ENTRIES SHOWN:
Issue #1363, opened 2024-09-26
Dockerfile --local can only be used inside a git repository


hatchetation:
**Dockerfile --local can only be used inside a git repository**

This is a clone of closed issue #1347, opened by @kmshar . 

I believe the proximate cause may be the security-related change introduced in #1296 . 

*Description*:
> Fails to build with default configuration.

*To Reproduce*:
> 1. Update `Dockerfile` to use `ubuntu:jammy` to resolve an unrelated problem with `python3.10-dev` being unavailable in `ubuntu:focal`
> 2. Build docker using `docker build -t lyft/cartography .`

*Logs*:
```
 => [ 9/10] RUN git config --global --add safe.directory /srv/cartography                                                         0.1s
 => ERROR [10/10] RUN /usr/bin/git config --local user.name "cartography"                                                         0.1s
------
 > [10/10] RUN /usr/bin/git config --local user.name "cartography":
0.123 fatal: --local can only be used inside a git repository
------
Dockerfile:33
--------------------
  31 |     # and the user that is going to run the unit&integ tests.
  32 |     RUN git config --global --add safe.directory /srv/cartography
  33 | >>> RUN /usr/bin/git config --local user.name "cartography"
  34 |
--------------------
ERROR: failed to solve: process "/bin/sh -c /usr/bin/git config --local user.name \"cartography\"" did not complete successfully: exit code: 128
```

>  - Cartography commit hash 2420ef65a1327025931edaa20a26a58f53651e55
>  - Python version: [3.10]
>  - OS: Docker on MacOS

chandanchowdhury:
Background: https://github.com/lyft/cartography/blob/master/.github/workflows/publish-to-ghcr.yml#L47

@achantavy I do not know the history, so need your input on if we should replace https://github.com/lyft/cartography/blob/master/Dockerfile with https://github.com/lyft/cartography/blob/master/dist.Dockerfile ?

achantavy:
Hey @hatchetation some clarifying questions - are you trying to spin up cartography in production or is this for playing around on a test machine?

For my own cartography testing I don't use docker, I create venvs and `pip install` things to it, so tbh I'm unfamiliar with how Docker is normally used in OSS Python projects or what are the expected ergonomics/scenarios/outcomes, but I do want to make this as smooth as possible - let me know as many details as you can.

If it's easier I have a thread on slack here: https://lyftoss.slack.com/archives/CTZUQL0KX/p1727375916891719, either way works.

[...]

PR #1364, opened 2024-10-02
#1363, #1347: Make docker-compose the preferred way to try cartography

### LINKED ISSUE #1347: Dockerfile --local can only be used inside a git repository
**Dockerfile --local can only be used inside a git repository**

*Description*:
>  Fails to build with default configuration.

*To Reproduce*:
> Build docker using `docker build -t lyft/cartography .`

*Logs*:

```
=> ERROR [10/10] RUN /usr/bin/git config --local user.name "cartography"                                                                                                         0.2s
------
 > [10/10] RUN /usr/bin/git config --local user.name "cartography":
0.203 fatal: --local can only be used inside a git repository
------
Dockerfile:33
--------------------
  31 |     # and the user that is going to run the unit&integ tests.
  32 |     RUN git config --global --add safe.directory /srv/cartography
  33 | >>> RUN /usr/bin/git config --local user.name "cartography"
  34 |
--------------------
ERROR: failed to solve: process "/bin/sh -c /usr/bin/git config --local user.name \"cartography\"" did not complete successfully: exit code: 128

```

*Screenshots*:

cartography-docker-failed-build

achantavy:
Addresses #1363 and #1347.
- Updates all relevant documentation to prefer running docker-compose for end-users.
- Provides documentation on how to use docker and docker-compose for developers.

### Checklist

#### Proof that this works
- Running an AWS sync using docker-compose
docker-compose-run

  CLI used:
  ```
docker-compose run -e AWS_PROFILE=1234_testprofile -e AWS_DEFAULT_REGION=us-east-1 cartography --neo4j-uri bolt://cartography-neo4j-1:7687
  ```


achantavy:
This still needs more work, Docker is weird.

achantavy:
cc: @hatchetation -- I think this addresses the doc bugs you brought up. I think it makes sense to have docker-compose be the main way to try out cartography.

Dockerfile
```diff
@@ -1,33 +1,20 @@
...
+# (https://github.com/hexops/dockerfile#do-not-use-a-uid-below-10000).
+ARG uid=10001
+ARG gid=10001
 
-ENV PATH=/venv/bin:$PATH
-RUN apt-get update && \
-    DEBIAN_FRONTEND=noninteractive apt-get install -y --no-install-recommends python3.10-dev python3-pip python3-setuptools openssl libssl-dev gcc pkg-config libffi-dev libxml2-dev libxmlsec1-dev curl make git && \
-    apt-get clean && \
-    rm -rf /var/lib/apt/lists/*
+COPY . /var/cartography
```
chandanchowdhury, line 8: For Production docker image, we must install Cartography from PyPI.

Dockerfile
```diff
@@ -1,33 +1,20 @@
...
+WORKDIR /var/cartography
+ENV HOME=/var/cartography
 
-# Installs pip supported by python3.10
-RUN curl https://bootstrap.pypa.io/get-pip.py -o get-pip.py && python3.10 get-pip.py
+RUN pip install -U -e .
```
chandanchowdhury, line 12: Production install should not use `--editable`.

chandanchowdhury (changes requested):

Dockerfile
achantavy: This is the way it already is right now though: https://github.com/lyft/cartography/blob/master/dist.Dockerfile

The other one that I removed is this way too: https://github.com/lyft/cartography/blob/6a6e2778204938cbd51add75827f7aaacef31526/Dockerfile#L20

achantavy: Are you saying that we should make it 

```Dockerfile
RUN pip install .
```

instead? I think that works.

chandanchowdhury: ```pip install cartography```

Docker steps should be the exact commands that we will use to setup a production environment on a bare Linux host, it is just that the image has everything the environment made up of such as Python, Cartography package installed with all its production dependencies only (no package that are required for dev/test).

achantavy: Mm, maybe I will add back the dev.Dockerfile then.

dev.Dockerfile will run an editable install

Dockerfile will install the latest release

.dockerignore
```diff
@@ -1,4 +1,3 @@
 build/
 *.egg-info/
 venv/
-.git/
```
achantavy, line 4: This is ok to remove because the Dockerfile that gets pushed to ghcr.io no longer copies in the current working directory. Rather, it does a pip install.

docker-compose.yml
```diff
@@ -33,19 +38,39 @@ services:
...
+    environment:
+      # Point to the neo4j service defined in this docker-compose file.
+      - NEO4J_URL=bolt://cartography-neo4j-1:7687
+
+# Intended to run local automated tests, custom sync scripts, and local changes.
+  cartography-dev:
+    # See dev instructions: we assume that you have built this with
+    # `docker build -t lyft/cartography-dev . -f dev.Dockerfile`.
+    # Do not push this image remotely!
+    image: lyft/cartography-dev
```
chandanchowdhury, line 63: Not a blocker.
You can add [build](https://docs.docker.com/reference/compose-file/build/#illustrative-example) to automatically build a new image (if code changed) during start-up.

chandanchowdhury (approved):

TASK DIRECTIONS: All entries above should be duplicated exactly, none omitted.

RESPONSE AREA:
Issue #1363, opened 2024-09-26
Dockerfile --local can only be used inside a git repository


hatchetation:
**Dockerfile --local can only be used inside a git repository**

This is a clone of closed issue #1347, opened by @kmshar . 

I believe the proximate cause may be the security-related change introduced in #1296 . 

*Description*:
> Fails to build with default configuration.

*To Reproduce*:
> 1. Update `Dockerfile` to use `ubuntu:jammy` to resolve an unrelated problem with `python3.10-dev` being unavailable in `ubuntu:focal`
> 2. Build docker using `docker build -t lyft/cartography .`

*Logs*:
```
 => [ 9/10] RUN git config --global --add safe.directory /srv/cartography                                                         0.1s
 => ERROR [10/10] RUN /usr/bin/git config --local user.name "cartography"                                                         0.1s
------
 > [10/10] RUN /usr/bin/git config --local user.name "cartography":
0.123 fatal: --local can only be used inside a git repository
------
Dockerfile:33
--------------------
  31 |     # and the user that is going to run the unit&integ tests.
  32 |     RUN git config --global --add safe.directory /srv/cartography
  33 | >>> RUN /usr/bin/git config --local user.name "cartography"
  34 |
--------------------
ERROR: failed to solve: process "/bin/sh -c /usr/bin/git config --local user.name \"cartography\"" did not complete successfully: exit code: 128
```

>  - Cartography commit hash 2420ef65a1327025931edaa20a26a58f53651e55
>  - Python version: [3.10]
>  - OS: Docker on MacOS

chandanchowdhury:
Background: https://github.com/lyft/cartography/blob/master/.github/workflows/publish-to-ghcr.yml#L47

@achantavy I do not know the history, so need your input on if we should replace https://github.com/lyft/cartography/blob/master/Dockerfile with https://github.com/lyft/cartography/blob/master/dist.Dockerfile ?

achantavy:
Hey @hatchetation some clarifying questions - are you trying to spin up cartography in production or is this for playing around on a test machine?

For my own cartography testing I don't use docker, I create venvs and `pip install` things to it, so tbh I'm unfamiliar with how Docker is normally used in OSS Python projects or what are the expected ergonomics/scenarios/outcomes, but I do want to make this as smooth as possible - let me know as many details as you can.

If it's easier I have a thread on slack here: https://lyftoss.slack.com/archives/CTZUQL0KX/p1727375916891719, either way works.

[...]

PR #1364, opened 2024-10-02
#1363, #1347: Make docker-compose the preferred way to try cartography

### LINKED ISSUE #1347: Dockerfile --local can only be used inside a git repository
**Dockerfile --local can only be used inside a git repository**

*Description*:
>  Fails to build with default configuration.

*To Reproduce*:
> Build docker using `docker build -t lyft/cartography .`

*Logs*:

```
=> ERROR [10/10] RUN /usr/bin/git config --local user.name "cartography"                                                                                                         0.2s
------
 > [10/10] RUN /usr/bin/git config --local user.name "cartography":
0.203 fatal: --local can only be used inside a git repository
------
Dockerfile:33
--------------------
  31 |     # and the user that is going to run the unit&integ tests.
  32 |     RUN git config --global --add safe.directory /srv/cartography
  33 | >>> RUN /usr/bin/git config --local user.name "cartography"
  34 |
--------------------
ERROR: failed to solve: process "/bin/sh -c /usr/bin/git config --local user.name \"cartography\"" did not complete successfully: exit code: 128

```

*Screenshots*:

cartography-docker-failed-build

achantavy:
Addresses #1363 and #1347.
- Updates all relevant documentation to prefer running docker-compose for end-users.
- Provides documentation on how to use docker and docker-compose for developers.

### Checklist

#### Proof that this works
- Running an AWS sync using docker-compose
docker-compose-run

  CLI used:
  ```
docker-compose run -e AWS_PROFILE=1234_testprofile -e AWS_DEFAULT_REGION=us-east-1 cartography --neo4j-uri bolt://cartography-neo4j-1:7687
  ```


achantavy:
This still needs more work, Docker is weird.

achantavy:
cc: @hatchetation -- I think this addresses the doc bugs you brought up. I think it makes sense to have docker-compose be the main way to try out cartography.

Dockerfile
```diff
@@ -1,33 +1,20 @@
...
+# (https://github.com/hexops/dockerfile#do-not-use-a-uid-below-10000).
+ARG uid=10001
+ARG gid=10001
 
-ENV PATH=/venv/bin:$PATH
-RUN apt-get update && \
-    DEBIAN_FRONTEND=noninteractive apt-get install -y --no-install-recommends python3.10-dev python3-pip python3-setuptools openssl libssl-dev gcc pkg-config libffi-dev libxml2-dev libxmlsec1-dev curl make git && \
-    apt-get clean && \
-    rm -rf /var/lib/apt/lists/*
+COPY . /var/cartography
```
chandanchowdhury, line 8: For Production docker image, we must install Cartography from PyPI.

Dockerfile
```diff
@@ -1,33 +1,20 @@
...
+WORKDIR /var/cartography
+ENV HOME=/var/cartography
 
-# Installs pip supported by python3.10
-RUN curl https://bootstrap.pypa.io/get-pip.py -o get-pip.py && python3.10 get-pip.py
+RUN pip install -U -e .
```
chandanchowdhury, line 12: Production install should not use `--editable`.

chandanchowdhury (changes requested):

Dockerfile
achantavy: This is the way it already is right now though: https://github.com/lyft/cartography/blob/master/dist.Dockerfile

The other one that I removed is this way too: https://github.com/lyft/cartography/blob/6a6e2778204938cbd51add75827f7aaacef31526/Dockerfile#L20

achantavy: Are you saying that we should make it 

```Dockerfile
RUN pip install .
```

instead? I think that works.

chandanchowdhury: ```pip install cartography```

Docker steps should be the exact commands that we will use to setup a production environment on a bare Linux host, it is just that the image has everything the environment made up of such as Python, Cartography package installed with all its production dependencies only (no package that are required for dev/test).

achantavy: Mm, maybe I will add back the dev.Dockerfile then.

dev.Dockerfile will run an editable install

Dockerfile will install the latest release

.dockerignore
```diff
@@ -1,4 +1,3 @@
 build/
 *.egg-info/
 venv/
-.git/
```
achantavy, line 4: This is ok to remove because the Dockerfile that gets pushed to ghcr.io no longer copies in the current working directory. Rather, it does a pip install.

docker-compose.yml
```diff
@@ -33,19 +38,39 @@ services:
...
+    environment:
+      # Point to the neo4j service defined in this docker-compose file.
+      - NEO4J_URL=bolt://cartography-neo4j-1:7687
+
+# Intended to run local automated tests, custom sync scripts, and local changes.
+  cartography-dev:
+    # See dev instructions: we assume that you have built this with
+    # `docker build -t lyft/cartography-dev . -f dev.Dockerfile`.
+    # Do not push this image remotely!
+    image: lyft/cartography-dev
```
chandanchowdhury, line 63: Not a blocker.
You can add [build](https://docs.docker.com/reference/compose-file/build/#illustrative-example) to automatically build a new image (if code changed) during start-up.

chandanchowdhury (approved):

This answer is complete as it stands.